A recent article in The Lawyer’s Daily discusses an application for certification of a class action copyright claim against this obituary database website. The application claims that the website is infringing copyright and moral rights in respect of the obituaries and photographs. The moral rights claim relates to the website’s monetization of the obituaries by offering options to purchase flowers, gifts, or virtual candles, through affiliate retailers. Some funeral homes offer a similar service, but the article notes that the unsavoury nature of the website’s business model, which consists of “scraping” obituaries from elsewhere on the internet, without permission or notice, and making money by doing so through advertisements or the selling of flowers or virtual candles, could provide some support for the moral rights claim.

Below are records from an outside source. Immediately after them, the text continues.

PR #3580, opened 2023-06-09
fixes ridged armor not appearing properly: or, how i learned to regret my own actions

NewyearnewmeUwu:
# About the pull request
Oops! Even more armor prefs bugs

image
<details>

</details>

# Changelog
:cl:
fix: fixed a bug with armor prefs
/:cl:

### DIFF
--- a/code/modules/clothing/suits/marine_armor.dm
+++ b/code/modules/clothing/suits/marine_armor.dm
@@ -184,7 +184,7 @@ var/list/squad_colors_chat = list(rgb(230,125,125), rgb(255,230,80), rgb(255,150
 		new_look = GLOB.armor_style_list[user.client.prefs.preferred_armor]
 
 	icon_state = replacetext(icon_state,"1","[new_look]")
-	update_icon(user ? user : null)
+	update_icon(user)
 
 /obj/item/clothing/suit/storage/marine/pickup(mob/user)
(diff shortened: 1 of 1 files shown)


code/modules/clothing/suits/marine_armor.dm
```diff
@@ -184,7 +184,7 @@ var/list/squad_colors_chat = list(rgb(230,125,125), rgb(255,230,80), rgb(255,150
 		new_look = GLOB.armor_style_list[user.client.prefs.preferred_armor]
 
 	icon_state = replacetext(icon_state,"1","[new_look]")
-	update_icon()
+	update_icon(user ? user : null)
```
Drulikar, line 187:
```suggestion
	update_icon(user)
```
Unless theres some other nuance to this, such as 0 being a possibility and it must be null, its unnecessary to perform this check if all you're going to return is null.

NewyearnewmeUwu: It doesn't update the onmob for the armor for ridged armor for some godforsaken reason unless I do this.

Drulikar (approved):
If this was an example of the problem (and the light getting turns on fixes it), then yes this PR makes it so the sprite is correct from the start and does not get altered by turning on your armor light.

light

PR #3584, opened 2023-06-10
Explosive barricade upgrade buff

ihatethisengine:
# About the pull request

Explosive barricade upgrade is renamed to composite upgrade, explosion damage taken is now modified by 0.5 (was 0.75), added 0.5 anti-projectile modifier (brute barricade upgrade basically has 0.75). Latest only applies to brute projectiles, so acid damage stays the same. Also added 0.5 anti-fire modifier (acid barricade upgrade basically has 0.75 as well).

The explosive upgrade is almost never used because it is useless. This is a very weak insurance in case of a very bad situation, like an explosion inside the cades. Now it will be more like a dedicated anti-FF upgrade, so smartgunners or flamethrowers, for example, won't be grinding down cades so fast. Xenos won't be affected much because the only brute projectile they have is bone shards and those are not used much against cades.

<details>

</details>

# Changelog
:cl: ihatethisengine
balance: explosive barricade upgrade provides better protection against explosions (25% to 50%)
balance: explosive barricade upgrade provides strong protection against brute-based projectiles (50%)
balance: explosive barricade upgrade provides strong protection against fire (50%)
/:cl:

### DIFF
--- a/code/game/objects/structures/barricade/barricade.dm
+++ b/code/game/objects/structures/barricade/barricade.dm
@@ -96,7 +96,7 @@
 				overlays += image('icons/obj/structures/barricades.dmi', icon_state = "+burn_upgrade_[damage_state]")
 			if(BARRICADE_UPGRADE_BRUTE)
 				overlays += image('icons/obj/structures/barricades.dmi', icon_state = "+brute_upgrade_[damage_state]")
-			if(BARRICADE_UPGRADE_EXPLOSIVE_AND_PROJECTILES)
+			if(BARRICADE_UPGRADE_EXPLOSIVE_AND_PROJECTILE)
 				overlays += image('icons/obj/structures/barricades.dmi', icon_state = "+explosive_upgrade_[damage_state]")
 
 	if(is_wired)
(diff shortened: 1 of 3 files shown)


ihatethisengine (commented):
oops what did I do

fira (approved):

ihatethisengine:
Added 50% protection against fire as well. Flame destroys cades very quickly, so this is another niche anti-FF use for the upgrade.

ihatethisengine:
If numbers are too busted, I can change them upon request.

code/game/objects/structures/barricade/barricade.dm
```diff
@@ -252,7 +254,7 @@
 	if(P.ammo.damage_type == BURN)
```
Drulikar, line 254: Please also fix the single letter vars here. See https://github.com/cmss13-devs/cmss13/blob/master/.github/guides/STYLES.md#variables
You can use VSC to do this easily by selecting the function, search, enable dropdown for replace, enable word, enable case, and then just for P and replace with `bullet`or something.

Drulikar (changes requested):
Everything else about this code wise looks fine.

code/game/objects/structures/barricade/barricade.dm
ihatethisengine: Done...

ihatethisengine: Or not

Drulikar (approved):

PR #3592, opened 2023-06-11
Larva surge is limited by marines/xenos ratio

ihatethisengine:
# About the pull request

Xenos after hijack now get larva based on marines/xenos ratio. Instead of infinite larva, larva surge will try to increase the initial amount of xenos on hijack to 50% of marines forces over time (with a minimum of 5 larvas, if xenos already have good numbers).

Initially, if I remember correctly, larva surge was brought into the game to discourage marines from early meta-evacuations, which is fair. But consequently, it really hurt the hijack sequence. Even if marines evac fair and square, larva surge still comes in action and makes situation for marines even worse, utterly discouraging everything but either boomrushing the Alamo or holding lifeboats to evac. 

This resulted in hijacks being very repetitive and boring. More than that, larva surge is extremely busted on lowpop due to the fact you can get around 20 xenos from nothing, making lowpop hijack even less interesting. So with this change marines will still get punished for evaccing with good numbers, but won't be penalized as much for honest evacuations. 

So hopefully, we will see more variety of hijacks and more interesting stories!

P.S. if you have a better formula, let me know.

<details>
My friend @Diegoflores31 tested this for me, thanks!

</details>

# Changelog
:cl: ihatethisengine
balance: larva surge is limited by marines/xenos ratio
fix: xenos no longer get free larva from abandoned facehuggers during hijack
/:cl:


Huffie56:
i don't know if you know but the ratio at round start is 1 xeno for 3 marines. you probably want to aim for atleast that as after hijack marines are holding strong points... your choice your PR...
also please edit your explain why it's good chapter : right now it's just a big bloc of text very hard to read.

code/modules/mob/living/carbon/xenomorph/xeno_defines.dm
```diff
@@ -285,6 +285,7 @@
 	var/larva_gestation_multiplier = 1
 	var/bonus_larva_spawn_chance = 1
 	var/hijack_burrowed_surge = FALSE //at hijack, start spawning lots of burrowed
+	var/hijack_burrowed_left = 0 //how many burrowed is going to spawn during larva surge
```
fira, line 288:
```suggestion
    /// how many burrowed is going to spawn during larva surge
	var/hijack_burrowed_left = 0 
```

code/modules/mob/living/carbon/xenomorph/xeno_defines.dm
```diff
@@ -907,7 +908,21 @@
...
 			embryo.hivenumber = XENO_HIVE_FORSAKEN
 		potential_host.update_med_icon()
+	var/shipside_humans_count = 0
+	var/xenos_count = 0
+	for(var/mob/living/carbon/human/current_human as anything in GLOB.alive_human_list)
+		if(isspecieshuman(current_human) || isspeciessynth(current_human))
+			var/atom/where = current_human
+			if (where.z == 0 && current_human.loc)
+				where = current_human.loc
+			if(is_mainship_level(where.z))
```
fira, line 918: what? just use get_turf

code/modules/mob/living/carbon/xenomorph/xeno_defines.dm
```diff
@@ -907,7 +908,21 @@
...
+				shipside_humans_count++
+	for(var/mob/living/carbon/xenomorph as anything in totalXenos)
```
fira, line 920: typing not valid

code/modules/cm_aliens/structures/special/pylon_core.dm
```diff
@@ -148,12 +148,17 @@
 			if(players_with_xeno_pref && players_with_xeno_pref.len && can_spawn_larva())
 				spawn_burrowed_larva(pick(players_with_xeno_pref))
 
-		if(linked_hive.hijack_burrowed_surge && (last_surge_time + surge_cooldown) < world.time)
+		if(linked_hive.hijack_burrowed_surge && linked_hive.hijack_burrowed_left > 0 && (last_surge_time + surge_cooldown) < world.time)
```
fira, line 151: Technically this is redundant if you disable the surge anyway

fira (changes requested):

fira:
Also i second 1:5 doesn't sound like a good ratio, but i'm no balanss person

ihatethisengine:
I mean, before there was no larva surge at all.  This has never been a big issue. If you hijack, usually it means you have already won and have enough xenos to deal with the rest of marines. So 1 per 5 over hive count sounds pretty fair for me.

For example, we have 30 xenos against 90 marines. This is pretty winnable ratio on its own. 60/5 = 12. After twelve minutes we would have 42 xenos (if no one dies of course). If we have 20 xenos against 100 marines (probably evac was not really justified), larva surge would grant 80/5=16 xenos. If anything, this is still too many, not too few. On low pop we can get situation like 10 xenos vs 30 marines. 20/5=4. A huge number for lowpop, but at least not as overwhelming as infinite amount.

code/modules/mob/living/carbon/xenomorph/xeno_defines.dm
ihatethisengine: I think I stole it from bioscan

code/modules/mob/living/carbon/xenomorph/xeno_defines.dm
ihatethisengine: Do you want me to rename totalXenos list?

Huffie56:
Redoing my argument.
1-You also need to consider that those new xeno probably won't be able to evolve to T2 since queen will be off ovi.
2-each time a marine will die it will reduce the maximum of xeno hive can get.
3- let's say their is 50 marines left shispide when you hijack.
with 1:5 ratio that would mean you will gain only up to 10 xeno to assault their position.
in my opinion this is to much of a nerf and would be close to removing the larva surge...

ihatethisengine:
2. Marines dying won't reduce the number, the number is being generated only once, when queen hijacks.
3. This is not quite how it works, I might need to rephrase it. But anyway, you get xenos **for free**. And 10 xenos is more than enough and anyway hijack rarely takes more than 10 minutes. More than that, okay, we got xenos POV, they need more xenos to assault marines' position. But what about marines? Are they just bound to fail anyway? Or maybe they should have a chance to hold out?

code/modules/mob/living/carbon/xenomorph/xeno_defines.dm
ihatethisengine: Hopefully that will work

Huffie56:
> 2. Marines dying won't reduce the number, the number is being generated only once, when queen hijacks.
> 
>     3. This is not quite how it works, I might need to rephrase it. But anyway, you get xenos **for free**. And 10 xenos is more than enough and anyway hijack rarely takes more than 10 minutes. More than that, okay, we got xenos POV, they need more xenos to assault marines' position. But what about marines? Are they just bound to fail anyway? Or maybe they should have a chance to hold out?

i didn't understood what you where doing at first it seem so i just took a look at the math in your code.
hijack_burrowed_left = max(n_ceil((ship side_humans_count - xenos_count) / 5), 1)

1-wouldn't it be more clear if you calculate the ratio you desire first?
desired number of xeno depending on ratio = ship-side_humans_count/5
2-then you calculate if the xeno have enough numbers.
if(xenos_count<desired xeno number
3-then you fill the larva surge pool as intended to respect the ratio.
surge pool max number = desired number of xeno - xeno_count

i don't know if it's clear.... just ignore if it's not.

ihatethisengine:
Hmm, interesting suggestion, but I am not quite sure what number or ratio should be desirable. 1/5 is not enough for sure, 1/3 sounds better, but then hives with better ratio won't get larva at all. Which is not bad on its own (they already have numbers), but is probably too much of a nerf. My idea would at least give some larva even if hive is strong enough, without giving too many.

Huffie56:
> Hmm, interesting suggestion, but I am not quite sure what number or ratio should be desirable. 1/5 is not enough for sure, 1/3 sounds better, but then hives with better ratio won't get larva at all. Which is not bad on its own (they already have numbers), but is probably too much of a nerf. My idea would at least give some larva even if hive is strong enough, without giving too many.

you could calculate the number you give them differently if they have more than the ratio you aim for?
maybe a fix number?

ihatethisengine:
Fixed number won't work because we have lowpop and highpop. Although 5 seems to be fine. I'll think about this. And let's see what balance dev has to say.

Wintermote:
This PR has been a long time coming, thank goodness.

The original hijack system made any progress at all during a shipside fight pointless unless you could kill xenos at stupid rates of attrition, like 2 xeno per minute if you wanted to do better than break even.

My biggest issue is how long it took for this PR to happen. Did someone have to die for us to get this fix? The amount of absurd arguments I've seen to protect the xeno autowin condition on hijack has left a very sour taste in my mouth. Anyway, tying the total hijack surge to marine force disposition is a more elegant way of providing xenos an advantage on hijack without turning it into straight up (pointless) seal clubbing on marines.

However, I think we need to take into consideration that hijack larva while theoretically infinite, was not infinite in practice - with 1 larva per minute (or was it 2minutes?) that's only +10 or +20 possible xenos before the round automatically concludes by timer (or whatever length the timer is, I'm pretty sure it's 20 minutes). Which really puts into perspective how little xenos needed hijack surge and how big an impact even a handful of xenos have.

With that in consideration I actually think your numbers have the potential to make things even worse for hijack.

Additionally, about 15% of the shipside crew are not marines and cannot fight effectively. Doctors, nurses, cargo techs, maintenance techs, and so forth not only don't have proper gear for fighting, they also lack skills for it. 90 shipside marines typically means 75 shipside marines (including MP's, Staff Officers, Intel Officers, etc. with combat training) and 15ish non combatants.

In my opinion xenos should only get a hijack surge of larva if there's a large disparity in xeno numbers vs marine numbers. Balance wise, 1 xeno is worth about 3 marines and to give xenos an advantage but not an autowin I'd try a 1:2.5 ratio. Which means in your cited example of 30 xenos vs 90 marines, I think the xenos should get (90/2.5) - 30 = 6 hijack larva; not 12. Adjust from there as needed but I wouldn't go under a 1:2 ratio, personally. 

An open air question is whether the hijack surge should be all at once or staggered; there's only 20 minutes so I think all at once may be better, but staggered gives marines incentive to push to and eliminate the hive core to deny reinforcements, and I think staggered would work better with lower xeno:marine ratios (e.g. 1:2) as it provides some counterplay and requires xeno strategizing about protection of the hive core.

And speaking on the hive core, though better in its own PR - I think we should prevent it being built in the dropship particularly because it's getting placed inside the cockpit where most marines can't even open the door to get to it, but also because I think it makes the xenos plan out what they're doing and where they land, so it's not simply "land closest to marines" anymore but now also where are they going to nest and how will it be protected, that comes in as something to think about - which in my view makes it more engaging and varied for both sides.

ihatethisengine:
Good points, changed formula to `hijack_burrowed_left = max(n_ceil(shipside_humans_count * 0.4) - xenos_count, 5)` (* 0.4 and / 2.5 is the same)

morrowwolf (changes requested):
Make it go to 50% of shipside population. Thanks.

ihatethisengine:
And done!

code/modules/mob/living/carbon/xenomorph/xeno_defines.dm
```diff
@@ -907,7 +909,19 @@
...
 			embryo.hivenumber = XENO_HIVE_FORSAKEN
 		potential_host.update_med_icon()
+	var/shipside_humans_count = 0
+	var/xenos_count = 0
+	for(var/mob/living/carbon/human/current_human as anything in GLOB.alive_human_list)
+		if(isspecieshuman(current_human) || isspeciessynth(current_human))
+			var/turf/turf = get_turf(current_human)
+			if(is_mainship_level(turf?.z))
+				shipside_humans_count++
+	for(var/mob/living/carbon/xenomorph/xenomorph as anything in totalXenos)
```
Drulikar, line 919: Get the count of xenos when the list is iterated on line 888; also only count xenos that are hijacking (that loop is already figuring out who isn't - e.g. just `continue` after `stored_larva++` and then tabbed one left add your tally `xeno_count++`).

code/modules/mob/living/carbon/xenomorph/xeno_defines.dm
```diff
@@ -907,7 +909,19 @@
...
+		if(isfacehugger(xenomorph))
+			continue
+		xenos_count++
 	hijack_burrowed_surge = TRUE
+	hijack_burrowed_left = max(n_ceil(shipside_humans_count * 0.5) - xenos_count, 5)
```
Drulikar, line 924: To compensate for the difference between a combat marine and a non-combat marine consider weighing the roles like is done with `latejoin_tally` via `RoleAuthority.calculate_role_weight`

code/modules/cm_aliens/structures/special/pylon_core.dm
```diff
@@ -151,9 +151,14 @@
 		if(linked_hive.hijack_burrowed_surge && (last_surge_time + surge_cooldown) < world.time)
 			last_surge_time = world.time
 			linked_hive.stored_larva++
+			linked_hive.hijack_burrowed_left--
 			announce_dchat("The hive has gained another burrowed larva! Use the Join As Xeno verb to take it.", src)
 			if(surge_cooldown > 30 SECONDS) //mostly for sanity purposes
 				surge_cooldown = surge_cooldown - surge_incremental_reduction //ramps up over time
+		if(linked_hive.hijack_burrowed_surge && linked_hive.hijack_burrowed_left < 1)
```
Drulikar, line 158: There isn't much reason why this can't just be done underneath the if block on line 151 `if(linked_hive.hijack_burrowed_surge && (last_surge_time + surge_cooldown) < world.time)` as just `if(linked_hive.hijack_burrowed_left < 1)` tabbed over one to this right where it is now.

code/modules/cm_aliens/structures/special/pylon_core.dm
```diff
@@ -151,9 +151,14 @@
...
+			linked_hive.hijack_burrowed_surge = FALSE
+			xeno_message(SPAN_XENOANNOUNCE("Hive surge is fading away. You will no longer gain burrowed larva over time."), 3, linked_hive.hivenumber)
```
Drulikar, line 160: The wording of this could be improved especially since its not currently called this in character at least as far as I can tell. E.g. "The hive's power wanes. You will no longer gain pooled larva over time."

code/modules/mob/living/carbon/xenomorph/xeno_defines.dm
```diff
@@ -907,7 +909,19 @@
...
+	for(var/mob/living/carbon/human/current_human as anything in GLOB.alive_human_list)
+		if(isspecieshuman(current_human) || isspeciessynth(current_human))
+			var/turf/turf = get_turf(current_human)
+			if(is_mainship_level(turf?.z))
+				shipside_humans_count++
+	for(var/mob/living/carbon/xenomorph/xenomorph as anything in totalXenos)
+		if(isfacehugger(xenomorph))
+			continue
+		xenos_count++
 	hijack_burrowed_surge = TRUE
```
Drulikar, line 923: This should only be set TRUE if we will allow even a single larva to spawn. Consider not only revising the message `xeno_message(SPAN_XENOANNOUNCE("The hive swells with power! You will now steadily gain pooled larva over time."), 2, hivenumber)` but also put it here depending on if we will be getting a surge rather than just first tick hitting the surge end. If we won't get a surge just have a unique message for that or just no message at all.

Drulikar (changes requested):
This is not something that can be tested well locally and must be test merged once ready to get a feel for what needs tweaking (e.g. surge_cooldown, surge_inccremental_reduction, and hijack_burrowed_left).

code/modules/cm_aliens/structures/special/pylon_core.dm
ihatethisengine: Done

code/modules/mob/living/carbon/xenomorph/xeno_defines.dm
ihatethisengine: Done, I think? Should work this way

code/modules/mob/living/carbon/xenomorph/xeno_defines.dm
Drulikar: Ok, though also still consider editing that message since it still suggests the surge is indefinite. But if nothing is immediately obvious on how to better word it, its fine.

code/modules/mob/living/carbon/xenomorph/xeno_defines.dm
ihatethisengine: Done and I think I fixed fugger issue, although probably it can be coded better. Please take a look.

code/modules/mob/living/carbon/xenomorph/xeno_defines.dm
ihatethisengine: Only thing that comes to my mind is that I can swap lines 277 and 278 in dropship_computer.dm and tell the exact number of larvae the hive will get.

Drulikar: I don't think I would want it to spit out the exact count. So its fine - ultimately just wanted you to be aware how it was worded elsewhere.

code/modules/mob/living/carbon/xenomorph/xeno_defines.dm
Drulikar: Be sure to add this to your changelog as a fix

Drulikar (approved):
Changes look fine in code - I'm sure Morrow will be on top of how it feels in practice.

code/modules/mob/living/carbon/xenomorph/xeno_defines.dm
ihatethisengine: Oh wait forgot another check

ihatethisengine: Now it should work

Drulikar: Yeah that makes sense 👍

In relation to the copyright infringement claims, there may be some obstacles to overcome, particularly in relation to ownership of the copyright. According to The Lawyer’s Daily article, under the Copyright Act, R.S.C., 1985, c. C-42, the person claiming a copyright infringement must be the owner, assignee or exclusive licensee of the work in question. An assignment of copyright must be in writing. As mentioned in the article, this could create an issue if the photograph used in the obituary was taken, for instance, by a stranger.
Damages in the event of liability are also uncertain. In a recent case with similar facts, where the defendants were found to have infringed on the plaintiff’s copyright, the court awarded statutory damages of only $2.00 per image because the cost of capturing the images in that case was low. However, given the emotional aspect of obituaries, it is possible that the facts in this case could lead to a larger damages award.